The tissues and shell are transparent, permitting observation of the internal organs. In the Pterotrachaeidae the foot takes the form of a fan-shaped disc, usually furnished with a sucker. The body is compressed at the posterior end, often with a ventral “fin.” In Atlanta the foot consists of three very distinct parts: a propodium, a mesopodium, on which is a small sucker, and a metapodium, which carries the operculum. The branchiae are carried on the visceral sac, and are free in Pterotrachaea, slightly protected by the shell in Carinaria, and entirely covered in Atlanta; absent altogether in Firoloida.

The head carries two tentacles (except in Pterotrachaea), with large, highly organised eyes on short lobes at their outer base. The alimentary tract consists of a long protrusible proboscis, with a taenioglossate radula (Fig. [132], p. 227), a long oesophagus, and a slightly flexured intestine. In Atlanta the visceral sac is spiral and protected by a spiral planorbiform shell; in Carinaria the visceral sac is small, conical, protected by a very thin capuliform shell. There is no shell in Pterotrachaea or Firoloida.

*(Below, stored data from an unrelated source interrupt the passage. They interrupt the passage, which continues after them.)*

PR #1418, opened 2022-02-20
Improve documentation of string encoding conversion functions

IMSoP:
- Move utf8_encode and utf8_decode into the strings chapter, since
  they were moved out of the XML extension in 7.2
- Recommend mb_convert_encoding, iconv, and UConverter::transcode
  when mentioning encoding in passing
- Document UConverter::transcode, based on examination of source
  and upstream ICU docs
- Make the language used more consistent, e.g. "convert" rather
  than "encode"/"decode", "encoding" rather than "charset"

### DIFF
--- a/reference/intl/uconverter/transcode.xml
+++ b/reference/intl/uconverter/transcode.xml
@@ -3,7 +3,7 @@
 <refentry xml:id="uconverter.transcode" xmlns="http://docbook.org/ns/docbook" xmlns:xlink="http://www.w3.org/1999/xlink">
  <refnamediv>
   <refname>UConverter::transcode</refname>
-  <refpurpose>Convert string from one charset to another</refpurpose>
+  <refpurpose>Convert a string from one character encoding to another</refpurpose>
  </refnamediv>
 
  <refsect1 role="description">
@@ -16,11 +16,8 @@
    <methodparam choice="opt"><type class="union"><type>array</type><type>null</type></type><parameter>options</parameter><initializer>&null;</initializer></methodparam>
   </methodsynopsis>
   <para>
-
+   Converts <parameter>str</parameter> from <parameter>fromEncoding</parameter> to <parameter>toEncoding</parameter>.
   </para>
-
-  &warn.undocumented.func;
-
  </refsect1>
 
  <refsect1 role="parameters">
@@ -30,7 +27,7 @@
     <term><parameter>str</parameter></term>
     <listitem>
      <para>
-      
+      The &string; to be converted.
      </para>
     </listitem>
    </varlistentry>
@@ -38,7 +35,7 @@
     <term><parameter>toEncoding</parameter></term>
     <listitem>
      <para>
-      
+      The desired encoding of the result.
      </para>
     </listitem>
    </varlistentry>
@@ -46,7 +43,7 @@
     <term><parameter>fromEncoding</parameter></term>
     <listitem>
      <para>
-      
+      The current encoding used to interpret <parameter>str</parameter>.
      </para>
     </listitem>
    </varlistentry>
@@ -54,7 +51,15 @@
     <term><parameter>options</parameter></term>
     <listitem>
      <para>
-      
+      An optional &array;, which may contain the following keys:
+      <simplelist>
+       <member>
+        <literal>'to_subst'</literal> - the substitution character to use
+        in place of any character of <parameter>str</parameter> which cannot
+        be encoded in <parameter>toEncoding</parameter>. If specified, it must
+        represent a single character in the target encoding.
+       </member>
+      </simplelist>
      </para>
     </listitem>
    </varlistentry>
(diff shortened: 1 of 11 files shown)


reference/intl/uconverter/transcode.xml
```diff
@@ -16,45 +16,58 @@
...
  </refsect1>
 
  <refsect1 role="parameters">
   &reftitle.parameters;
   <variablelist>
    <varlistentry>
-    <term><parameter>str</parameter></term>
+    <term>
+     <parameter>str</parameter>
+    </term>
```
cmb69, line 29: Please stick with the single line formatting; this is also produced by [get_stub.php](https://github.com/php/php-src/blob/master/build/gen_stub.php).

reference/strings/functions/utf8-decode.xml
```diff
@@ -4,8 +4,8 @@
  <refnamediv>
```
cmb69, line 4: Maybe we should add a note that these functions where part of the XML extension prior to PHP 7.2.0, so that users are aware that the functions might not have been available.

cmb69: Ah, right! That's clear enough for me.

reference/strings/functions/utf8-encode.xml
```diff
@@ -55,6 +63,29 @@
   </para>
  </refsect1>
 
+ <refsect1 role="examples">
+  &reftitle.examples;
+  <example>
+   <title>Basic example</title>
+   <programlisting role="php">
+    <![CDATA[
```
cmb69, line 71:
```suggestion
<![CDATA[
```

reference/strings/functions/utf8-encode.xml
```diff
@@ -86,8 +117,8 @@
    <simplelist>
     <member><function>utf8_decode</function> - Performs the reverse conversion</member>
     <member><function>mb_convert_encoding</function> - Converts between various character encodings, including UTF-8, ISO-8859-1 and Windows-1252</member>
-    <member><function>iconv</function> - Converts between various character encodings</member>
-    <member><function>recode_string</function> - Converts between various character encodings</member>
+    <member><methodname>UConverter::transcode</methodname> - Converts between various character encodings, including UTF-8, ISO-8859-1 and Windows-1252</member>
+    <member><function>iconv</function> - Converts between various character encodings, including UTF-8, ISO-8859-1 and Windows-1252</member>
```
cmb69, line 121: Same as above (duplicate descriptions).

reference/intl/uconverter/transcode.xml
```diff
@@ -30,31 +27,41 @@
...
-      
+      The current encoding of <parameter>str</parameter> to convert from.
      </para>
     </listitem>
    </varlistentry>
    <varlistentry>
-    <term><parameter>options</parameter></term>
+    <term>
+     <parameter>options</parameter>
+    </term>
```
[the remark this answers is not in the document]
IMSoP: Gah, I thought I'd caught all of those...

reference/intl/uconverter/transcode.xml
```diff
@@ -64,10 +71,110 @@
...
+   Returns the converted string&return.falseforfailure;.
   </para>
  </refsect1>
 
+ <refsect1 role="examples">
+  &reftitle.examples;
+  <example>
+   <title>Converting from UTF-8 to UTF-16 and back</title>
+   <programlisting role="php">
+    <![CDATA[
```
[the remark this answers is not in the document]
IMSoP: I wasn't sure whether to indent those; it does look better without. :)

reference/strings/functions/utf8-decode.xml
```diff
@@ -93,8 +130,8 @@
    <simplelist>
     <member><function>utf8_encode</function> - Performs the reverse conversion</member>
     <member><function>mb_convert_encoding</function> - Converts between various character encodings, including UTF-8, ISO-8859-1 and Windows-1252</member>
-    <member><function>iconv</function> - Converts between various character encodings</member>
-    <member><function>recode_string</function> - Converts between various character encodings</member>
+    <member><methodname>UConverter::transcode</methodname> - Converts between various character encodings, including UTF-8, ISO-8859-1 and Windows-1252</member>
+    <member><function>iconv</function> - Converts between various character encodings, including UTF-8, ISO-8859-1 and Windows-1252</member>
```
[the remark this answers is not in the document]
IMSoP: Ah, makes sense, and saves trying to come up with something to put there.

IMSoP (commented):
Thanks for the thorough review! I think I've caught all those bits now.

IMSoP:
I've re-worded the "from_encoding" and "to_encoding" parameter descriptions after @Crell's comment on #1419 (which should have been here; my fault). They were unnecessarily wordy, and didn't capture the fact that you're telling the function what to *assume* the encoding was.

cmb69:
Thank you very much!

The Heteropoda are dioecious. In the male there is a flagellum behind the penis, which is near the middle of the right side. Pterotrachaea lays long chains of granular eggs, and has been noticed to produce a metre’s length in a day. The eggs of Atlanta are isolated. The embryo has a deeply bilobed velum.

Fam. 1. Pterotrachaeidae.—Body long, with a caudal “fin;” branchiae dorsal, free or partly protected by a shell; foot consisting of a muscular disc, with or without a sucker.

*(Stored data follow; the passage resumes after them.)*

PR #1419, opened 2022-02-20
[RFC] Deprecation and alternatives for utf8_encode and utf8_decode

IMSoP:
Proposed additional wording if https://wiki.php.net/rfc/remove_utf8_decode_and_utf8_encode passes

Builds on top of #1418

### DIFF
--- a/reference/iconv/functions/iconv.xml
+++ b/reference/iconv/functions/iconv.xml
@@ -3,7 +3,7 @@
 <refentry xml:id="function.iconv" xmlns="http://docbook.org/ns/docbook">
  <refnamediv>
   <refname>iconv</refname>
-  <refpurpose>Convert string to requested character encoding</refpurpose>
+  <refpurpose>Convert a string from one character encoding to another</refpurpose>
  </refnamediv>
  
  <refsect1 role="description">
@@ -15,8 +15,7 @@
    <methodparam><type>string</type><parameter>string</parameter></methodparam>
   </methodsynopsis>
   <para>
-   Performs a character set conversion on the string
-   <parameter>string</parameter> from <parameter>from_encoding</parameter>
+   Converts <parameter>string</parameter> from <parameter>from_encoding</parameter>
    to <parameter>to_encoding</parameter>.
   </para>
  </refsect1>
@@ -29,7 +28,7 @@
      <term><parameter>from_encoding</parameter></term>
      <listitem>
       <para>
-       The input charset.
+       The current encoding of <parameter>string</parameter> to convert from.
       </para>
      </listitem>
     </varlistentry>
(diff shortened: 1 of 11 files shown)


reference/iconv/functions/iconv.xml
```diff
@@ -29,22 +28,22 @@
...
      <term><parameter>to_encoding</parameter></term>
      <listitem>
       <para>
-       The output charset.
+       The encoding which <parameter>string</parameter> should be converted to.
       </para>
       <para>
-       If you append the string <literal>//TRANSLIT</literal> to
+       If the string <literal>//TRANSLIT</literal> is appended to
        <parameter>to_encoding</parameter> transliteration is activated. This
```
Crell, line 43:
```suggestion
       <parameter>to_encoding</parameter>, then transliteration is activated. This
```

reference/intl/uconverter/transcode.xml
```diff
@@ -16,45 +16,58 @@
...
    </varlistentry>
    <varlistentry>
-    <term><parameter>toEncoding</parameter></term>
+    <term>
+     <parameter>toEncoding</parameter>
+    </term>
     <listitem>
      <para>
-      
+      The encoding which <parameter>str</parameter> should be converted to.
```
Crell, line 42:
```suggestion
      The encoding to which <parameter>str</parameter> should be converted.
```

reference/mbstring/functions/mb-convert-encoding.xml
```diff
@@ -31,31 +30,36 @@
...
+       The &string; or &array; to be converted.
       </para>
      </listitem>
     </varlistentry>
     <varlistentry>
      <term><parameter>to_encoding</parameter></term>
      <listitem>
       <para>
-       The type of encoding that <parameter>string</parameter> is being converted to.
+       The encoding which <parameter>string</parameter> should be converted to.
```
Crell, line 41:
```suggestion
       The encoding to which <parameter>string</parameter> should be converted.
```

reference/strings/functions/utf8-decode.xml
```diff
@@ -0,0 +1,264 @@
...
+     <![CDATA[
+sring(1) "?"
+]]>
+     </screen>
+    </informalexample>
+   </para>
+  </note>
+ </refsect1>
+
+ <refsect1 role="changelog">
```
Crell, line 207: Should the deprecation be mentioned in the changelog, too?

reference/strings/functions/utf8-encode.xml
```diff
@@ -0,0 +1,230 @@
...
+  </methodsynopsis>
+  <para>
+   This function converts the string <parameter>string</parameter> from the
+   <literal>ISO-8859-1</literal> encoding to <literal>UTF-8</literal>.
+  </para>
+
+  <note>
+   <para>
+    This function does not attempt to guess the current encoding of the provided
+    string, it assumes it is encoded as ISO-8859-1 (also known as "Latin 1")
```
Crell, line 27:
```suggestion
    string. It assumes it is encoded as ISO-8859-1 (also known as "Latin 1")
```

reference/intl/uconverter/transcode.xml
IMSoP: Reading it back, all of these sentences were unnecessarily torturous. I've come up with a new wording across all three functions, which I think is less wordy and more precise.

reference/strings/functions/utf8-decode.xml
IMSoP: Yes, probably. Also, looks like I missed an attribute to make it list as deprecated in indexes.

reference/strings/functions/utf8-encode.xml
IMSoP: I compromised and used a semi-colon 😜

reference/intl/uconverter/transcode.xml
IMSoP: Actually, that's part of https://github.com/php/doc-en/pull/1418 which has the changes which can land even if deprecation doesn't go ahead.

IMSoP:
Sorry, I've made a mess of this; my intention was to compare two branches, but I ended up with two copies of each branch, confusing everything.

Re-opened here for now: https://github.com/IMSoP/doc-en/pull/1

Issue #1422, opened 2022-02-21
Investigate/Fix crypt(), password_hash(), and password_verify() documentation


jonathanbossenger:
From a phpdoc discussion

https://news-web.php.net/php.doc/969388073

https://news-web.php.net/php.doc/969388075

Creating this ticket so I can investigate, and create a PR (if needed)

dregad:
While you're investigating/fixing crypt() documentation, you may want to have a look at #1533.

Girgias:
Fixed by #1424

PR #1424, opened 2022-02-21
`password_verify` is capable of verifying `crypt` hashes

Sc00bz:
> `password_verify` is compatible with `crypt`. Therefore, password hashes created by `crypt` can be used with `password_verify`.

Was added to `password_verify` and `crypt` and removed from `password_hash`. I believe it was added to `password_hash` instead of `password_verify`. Also fixed an error in `crypt` documentation confusing bytes and characters.

### DIFF
--- a/reference/strings/functions/crypt.xml
+++ b/reference/strings/functions/crypt.xml
@@ -20,7 +20,10 @@
   <para>
    <function>crypt</function> will return a hashed string using the
    standard Unix <abbrev>DES</abbrev>-based algorithm or
-   alternative algorithms.
+   alternative algorithms. <function>password_verify</function> is
+   compatible with <function>crypt</function>. Therefore, password
+   hashes created by <function>crypt</function> can be used with
+   <function>password_verify</function>.
   </para>
   <para>
    The <parameter>salt</parameter> parameter is optional. However, <function>crypt</function> creates a weak hash without the <parameter>salt</parameter>, and raises an <constant>E_NOTICE</constant> error without it. Make sure to specify a strong enough salt for better security. 
--- a/reference/strings/functions/crypt.xml
+++ b/reference/strings/functions/crypt.xml
@@ -61,7 +61,7 @@
     <simpara>
      <constant>CRYPT_EXT_DES</constant> - Extended DES-based hash. The "salt" is a
      9-character string consisting of an underscore followed by 4 characters of iteration count
-     and 4 characters of salt. Each of these 4 characters encode 24 bits, least significant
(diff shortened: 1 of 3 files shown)


Sc00bz:
Fixes #1422

reference/strings/functions/crypt.xml
```diff
@@ -57,9 +60,9 @@
    <listitem>
     <simpara>
      <constant>CRYPT_EXT_DES</constant> - Extended DES-based hash. The "salt" is a
-     9-character string consisting of an underscore followed by 4 bytes of iteration count and
-     4 bytes of salt. These are encoded as printable characters, 6 bits per character, least
-     significant character first. The values 0 to 63 are encoded as "./0-9A-Za-z". Using invalid
+     9-character string consisting of an underscore followed by 4 characters of iteration count
+     and 4 characters of salt. Each of these 4 characters encode 24 bits, least significant
+     character first. The values 0 to 63 are encoded as "./0-9A-Za-z". Using invalid
```
cmb69, line 65: nit:
```suggestion
     character first. The values <literal>0</literal> to <literal>63</literal> are encoded as <literal>"./0-9A-Za-z"</literal>. Using invalid
```

cmb69 (commented):
Thank you!

reference/strings/functions/crypt.xml
Sc00bz: That's the sentence after my edit. Also should we get rid of the quotes or put them outside the <literal>?

cmb69: Yes, please drop the quotes.

reference/strings/functions/crypt.xml
```diff
@@ -57,9 +60,9 @@
    <listitem>
     <simpara>
      <constant>CRYPT_EXT_DES</constant> - Extended DES-based hash. The "salt" is a
-     9-character string consisting of an underscore followed by 4 bytes of iteration count and
-     4 bytes of salt. These are encoded as printable characters, 6 bits per character, least
-     significant character first. The values 0 to 63 are encoded as "./0-9A-Za-z". Using invalid
+     9-character string consisting of an underscore followed by 4 characters of iteration count
+     and 4 characters of salt. Each of these 4 characters encode 24 bits, least significant
```
TimWolla, line 64: A single character cannot encode more than 8 bits. Should this read:
```suggestion
     and 4 characters of salt. Together these 4 characters encode 24 bits, least significant
```

cmb69: Or maybe "each of these 4 character strings encode 24 bits"?

cmb69:
Thank you!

Pterotrachaea proper has no mantle, shell, or tentacles. The branchiae are disposed round the visceral sac, at the upper part of which is the anus. In Firoloida the body is abruptly truncated behind, with a long filiform segmented caudal appendage; visceral sac at the posterior end: fin-sucker present or absent in both male and female. Cardiapoda resembles Carinaria, but the visceral sac is more posterior and is only slightly protected by a very small spiral shell. Carinaria (Fig. [279]) has a rugose translucent skin, visceral sac sub-median, apparently pedunculated, covered by a capuliform shell. The larval shell, which persists in the adult, is helicoid.

Fam. 2. Atlantidae.—Shell spiral, operculate, covering the animal. Branchiae in a dorsal cavity of the mantle; foot trilobed, with a small sucker on the mesopodium.

The shell of Atlanta is discoidal and sharply keeled, while that of Oxygyrus is nautiloid, with the spire concealed, no keel, aperture dilated.

(c) Gymnoglossa.—Radula and jaws absent; proboscis prominent, sexes probably separate, penis present. The section is probably artificial and unnecessary, the families composing it being, in all probability, Taenioglossa which have lost their radula in consequence of changed conditions of life (pp. [79], [225]).

Fig. 279.—Carinaria mediterranea Lam., Naples: a, anus; br, branchiae; f, foot; i, intestine; m, mouth; p, penis; s, sucker; sh, shell; t, tentacles. × ½.